As thousands gather again in Prague's candlelit Wenceslas Square to honor Václav Havel, and tributes pour in from around the world celebrating his life, it is worth reminding ourselves again of the great man's legacy. Especially because Havel stood for principles that are increasingly seen in today's West as quaint and irrelevant to its politically correct, multicultural, and progressively less democratic present — an attitude succinctly summarized by the Guardian in its eulogy of Havel, "whose spirited defiance of Soviet-imposed totalitarianism . . . [has] nothing to offer to the Czech or European experience of today."
And so what most tributes focus on are Havel's great literary accomplishments, his moral courage, and the peaceful nature of the Czech revolt against Communism.
This is all true, of course, but Havel was anything but the peacenik these portrayals make him out to be. For Václav Havel was first and foremost a freedom fighter against the totalitarian evil that had descended on Europe after WWII and enslaved his people along with all of Eastern Europe.

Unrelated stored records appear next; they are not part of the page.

PR #8913, opened 2017-03-16
magento/magento2#3356: XML syntax to change block's template

nsergo:
Fixed setting block template with arguments node.

### Description
Fixed setting the template with arguments node and is prioritised over setTemplate action.

### Fixed Issues
1. magento/magento2#3356: XML syntax to change block's template

### Manual testing scenarios
1. Change a block's template with arguments node in layout XML

### Contribution checklist

### DIFF
--- a/lib/internal/Magento/Framework/View/Layout/Generator/Block.php
+++ b/lib/internal/Magento/Framework/View/Layout/Generator/Block.php
@@ -211,12 +211,15 @@ class Block implements Layout\GeneratorInterface
 
         // create block
         $className = $attributes['class'];
-        $block = $this->createBlock($className, $elementName, [
-            'data' => $this->evaluateArguments($data['arguments'])
-        ]);
-        if (!empty($attributes['template'])) {
+        $arguments = $this->evaluateArguments($data['arguments']);
+        $block = $this->createBlock($className, $elementName, ['data' => $arguments]);
+
+        if (!empty($arguments['template'])) {
+            $block->setTemplate($arguments['template']);
+        } elseif (!empty($attributes['template'])) {
             $block->setTemplate($attributes['template']);
         }
+
         if (!empty($attributes['ttl'])) {
             $ttl = (int)$attributes['ttl'];
             $block->setTtl($ttl);


magento-cicd2:
[CLA assistant check](https://cla.dev.magento.com/magento/magento2?pullRequest=8913) <br/>All committers have signed the CLA.

lib/internal/Magento/Framework/View/Layout/Generator/Block.php
```diff
@@ -211,12 +211,15 @@ protected function generateBlock(
...
         $className = $attributes['class'];
-        $block = $this->createBlock($className, $elementName, [
-            'data' => $this->evaluateArguments($data['arguments'])
-        ]);
-        if (!empty($attributes['template'])) {
+        $arguments = $this->evaluateArguments($data['arguments']);
+        $block = $this->createBlock($className, $elementName, ['data' => $arguments]);
+
+        if (!empty($arguments['template'])) {
+            $block->setTemplate($arguments['template']);
```
okorshenko, line 218: the template file will be set from arguments by this logic: https://github.com/magento/magento2/blob/develop/lib/internal/Magento/Framework/View/Element/Template.php#L167 called from line 215
`$block = $this->createBlock($className, $elementName, ['data' => $arguments]);`

The issue is that it will be overridden by https://github.com/magento/magento2/blob/develop/lib/internal/Magento/Framework/View/Layout/Generator/Block.php#L218 if the template file was configured in the attributes.

Provided change fixes the issue. But by this fix we will set template file 2 times. 

On the other hand, by this PR we are changing priority of configuration: attributes vs arguments which is backward incompatible change. 

The correct fix for this issue should be the following:
1. add optional attribute to blockReferenceType https://github.com/magento/magento2/blob/develop/lib/internal/Magento/Framework/View/Layout/etc/elements.xsd#L317 . By this we will allow template overriding from other modules:
`<referenceBlock name="block.name" template="my/custom/template">`
Having template attribute in  referenceBlock node will eliminate ambiguity of block configuration. 
2. Update Layout configuration processor to support new attribute
3. Configuration of block template via arguments will be treated as a misuse of framework
4. Action setTempalte is not recommended for this case

So the correct fit of this issue is a little bit more complicated

Thank you!

okorshenko (changes requested):

okorshenko:
@nsergo thank you for your contribution. We are closing this PR for now since it requires significant refactoring/changes

PR #8923, opened 2017-03-17
Check of null result value in swatch-renderer.js

aholovan:
Check of null result value in swatch-renderer.js

### Description
There is an error when product has more than one kind of swatches:
Uncaught TypeError: Cannot read property 'oldPrice' of undefined - swatch-renderer.js:843

### Manual testing scenarios
1) Set Special Price for some Simple of the Configurable product which has more than one kind of swatches, for example SKU: WJ03
2) Go to PDP (../augusta-pullover-jacket.html)
3) Select some Color and look to the console - there You will be able to see the error. This is because 'result' is null before all of the swatches are selected.

### Contribution checklist

### DIFF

Self-deprecating to a fault as he was, this self-proclaimed "confused intellectual," who believed that "there's always something suspect about an intellectual on the winning side," never once compromised his firm conviction that evil must be confronted, with force if need be, for freedom to be victorious. And so, at a time when the West was doing its level best to appease Communism through Ostpolitik, détente, arms control, and assorted delusions, Havel called it "Absurdistan" and the sterile culture it had imposed "Biafra of the spirit." A firm believer in President Reagan's "peace through strength" philosophy, he was a strong supporter of NATO as an alliance for democracy and freedom and compared Czech opponents of anti-missile-defense deployment to the Nazi apologists at the time of the shameful Munich Agreement of 1938.

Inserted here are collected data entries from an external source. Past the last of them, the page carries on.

PR #11668, opened 2017-10-24
#10457 System config backend_model not used when reading from ScopeConfigInterface::getValue()

adrian-martinez-interactiv4:
System config backend_model not used when reading from ScopeConfigInterface::getValue(), as explained in #10457.

This PR is a proposal of how to solve this problem. Any other idea will be welcome. Testing is missing, I'll add afterwards if this proposal is accepted as the way to solve the problem.

### Description
This PR uses a **config postprocessor** to transform values through their backend models, if they have one defined in their system.xml definition.
For this purpose, a new indexer has been added, to feed the config postprocessor. This new indexer `core_config_field_data` retrieves field related data defined in indexer.xml file via `\Magento\Config\Model\Config\Structure\Reader::read($scope = null)` method, and stores it in a flat table. It is done this way, and not directly in the postprocessor for several reasons:
- This index is not tied to any model or event, and must be run manually or by schedule, but always asynchronously, not at the same time config is generated.
- Calls to `\Magento\Config\Model\Config\Structure\Reader::read($scope = null)` are expensive, and since changes in system.xml to redefine backend models aren't made frequently, there is **no need to perform this operation every time config cache gets invalidated** and config gets collected before being cached.
- Also, because of the previous, if cache is being generated during frontend navigation, it would result in an additional delay for the customer every time config cache gets erased.
- Fields defined in indexer.xml allows to extend and redefine indexer fieldset to save other config field data defined in system.xml files to be used elsewhere.

1. https://github.com/magento/magento2/issues/10457: System config backend_model not used when reading from ScopeConfigInterface::getValue()

### Manual testing scenarios

1. Get this Gist: https://gist.github.com/adrian-martinez-interactiv4/7686616361c9d4c4b66b3f80f616eeae, put it in the project base folder. It simulates frontend area to retrieve `newrelicreporting/general/insights_insert_key` config info via scopeConfig object. We are using this config field as an encrypted field example, using backend model to encrypt / decrypt data.

#### Initial status (before applying changes, in 2.3-develop branch)

2. In Admin -> Stores -> Configuration, Under General tab, go to New Relic Reporting section.

3. In General group, Insights API Key field, type `demo api key` or whatever you want, and save.

4. As expected, it is encrypted in bbdd:
captura de pantalla 2017-10-24 a las 2 50 47

5. Clean cache and run provided Gist; in frontend area, it still appears encrypted, because config value has not been processed by backend model:
captura de pantalla 2017-10-24 a las 2 55 23

#### Final status (after applying proposed changes)

6. Apply changes proposed in this PR, run `bin/magento setup:upgrade`and clean cache. A new table should appear, core_config_field_data_flat. You may need to reindex it:
captura de pantalla 2017-10-24 a las 3 01 28

7. You should see something like this (filtered search):
captura de pantalla 2017-10-24 a las 2 59 25

8. Clean cache and run provided Gist; in frontend area, it should appear unencrypted, as backend model has processed it:
captura de pantalla 2017-10-24 a las 3 05 43

For any question, suggestion, mention me in comments pls.

### Contribution checklist

### DIFF
--- a/app/code/Magento/Config/App/Config/Type/System.php
+++ b/app/code/Magento/Config/App/Config/Type/System.php
@@ -5,9 +5,9 @@
  */
 namespace Magento\Config\App\Config\Type;
 
+use Magento\Config\App\Config\Type\System\Reader;
 use Magento\Framework\App\Config\ConfigTypeInterface;
 use Magento\Framework\App\ObjectManager;
-use Magento\Config\App\Config\Type\System\Reader;
 
 /**
  * System configuration type
@@ -146,17 +146,16 @@ class System implements ConfigTypeInterface
             }
             return $this->data[$pathParts[0]];
         }
+
         $scopeType = array_shift($pathParts);
         if ($scopeType === 'default') {
-            if (!isset($this->data[$scopeType])) {
-                $this->data = array_replace_recursive($this->loadDefaultScopeData($scopeType), $this->data);
-            }
+            $this->data = array_replace_recursive($this->data, $this->loadDefaultScopeData($scopeType));
             return $this->getDataByPathParts($this->data[$scopeType], $pathParts);
         }
+
         $scopeId = array_shift($pathParts);
-        if (!isset($this->data[$scopeType][$scopeId])) {
-            $this->data = array_replace_recursive($this->loadScopeData($scopeType, $scopeId), $this->data);
-        }
+        $this->data = array_replace_recursive($this->data, $this->loadScopeData($scopeType, $scopeId));
+
         return isset($this->data[$scopeType][$scopeId])
             ? $this->getDataByPathParts($this->data[$scopeType][$scopeId], $pathParts)
             : null;
--- a/app/code/Magento/Config/Model/Processor/BackendModel.php
+++ b/app/code/Magento/Config/Model/Processor/BackendModel.php
@@ -1,0 +1,176 @@
+<?php
+/**
+ * Backend model configuration values processor. Process configuration values with backend models if needed.
+ *
+ * Copyright © Magento, Inc. All rights reserved.
+ * See COPYING.txt for license details.
+ */
+
+namespace Magento\Config\Model\Processor;
+
+use Magento\Config\Model\Config\Structure\Reader as ConfigReader;
+use Magento\Framework\App\Area;
+use Magento\Framework\App\Config\Spi\PostProcessorInterface;
+
+/**
+ * Backend model configuration values processor. Process configuration values with backend models if needed.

Later he was accused of being a warmonger by the European bien-pensants for suggesting the use of force against Milosevic and for welcoming the bombing of Yugoslavia as justified "in the face of evil."
Throughout his political career and after it, in countless writings, speeches, and interviews, Havel stood in defense of the politically oppressed, whether in Burma, Iran, or Belarus, and never shied away from the struggle for freedom. As late as two years ago, he signed an open letter to President Obama warning him of the threat Russia continued to present and of the danger of appeasing Putin.

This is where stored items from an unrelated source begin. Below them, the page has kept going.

PR #11670, opened 2017-10-24
save invoice ID on credit memo when using API method salesRefundInvoiceV1

AntonEvers:
### Description

- Sets the invoice ID when an invoice is set on the credit memo
- Loads the invoice by id on getInvoice if an invoice ID is set on the credit memo

1. magento/magento2#11669: API salesRefundInvoiceV1 does no save invoice ID on credit memo 

### Manual testing scenarios

1. Run testing scenario from magento/magento2#11669

### Contribution checklist


app/code/Magento/Sales/Model/Order/Creditmemo.php
```diff
@@ -1525,5 +1539,12 @@ public function setExtensionAttributes(\Magento\Sales\Api\Data\CreditmemoExtensi
         return $this->_setExtensionAttributes($extensionAttributes);
     }
 
+    /**
+     * @return InvoiceRepositoryInterface|mixed
+     * @deprecated
+     */
+    private function getInvoiceRepository() {
+        return $this->invoiceRepository ?: ObjectManager::getInstance()->get(InvoiceRepositoryInterface::class);
```
orlangur: Please avoid such methods creation and move this logic to constructor.

AntonEvers: Okay

AntonEvers:
@orlangur tests passing

ishakhsuvarov:
Fixes same issue as magento/magento2#11687

ishakhsuvarov:
@ajpevers I would suggest aligning solutions as #11687 seems to be more lightweight (however from code review only I can not see if it really fixes all cases), but this PR includes integration test, which is preferred.

AntonEvers:
Hello @ishakhsuvarov,

Although the solution there is more lightweight, it is not in line with the rest of the code. The problem in #11669 brings to light that a credit memo - invoice relation is not saved automatically. In this case in the salesRefundInvoiceV1 API call. Other relations are always saved, such als the credit memo - order relation. No matter how or from which part of the code you save the credit memo, because it is done in the same _beforeSave as my addition. My solution is in line with the credit memo - order relation persistence code. It works in all instances. Not only in the API. Especially with these essential entities in the system I would not go for end of pipe solutions such as #11687.

As far as the unit testing goes. I would not know how to test the _beforeSave of a resource model. For now that goes beyond my knowledge of unit testing. As far as I can see the unit test for checking if the order ID is persisted on the credit memo is also lacking. So it would be a shame to keep this PR open for that reason in my opinion.

app/code/Magento/Sales/Model/Order/Creditmemo.php
```diff
@@ -379,6 +389,9 @@ public function canRefund()
      */
     public function getInvoice()
     {
+        if (!$this->getData('invoice') instanceof \Magento\Sales\Model\Order\Invoice && $this->getInvoiceId()) {
```
ishakhsuvarov: Is there a reason not to use `\Magento\Sales\Api\Data\InvoiceInterface` here?

AntonEvers: Good point. No there is no reason.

It was said of Churchill that upon coming to power during WWII, he "mobilized the English language and sent it into battle." Perhaps the most appropriate eulogy to the great Czech would be to say that, alongside fellow freedom fighters Ronald Reagan, John Paul II, Lech Walesa, and Margaret Thatcher, he mobilized the language of freedom and sent it to defeat Communism as the last and greatest curse of the 20th century.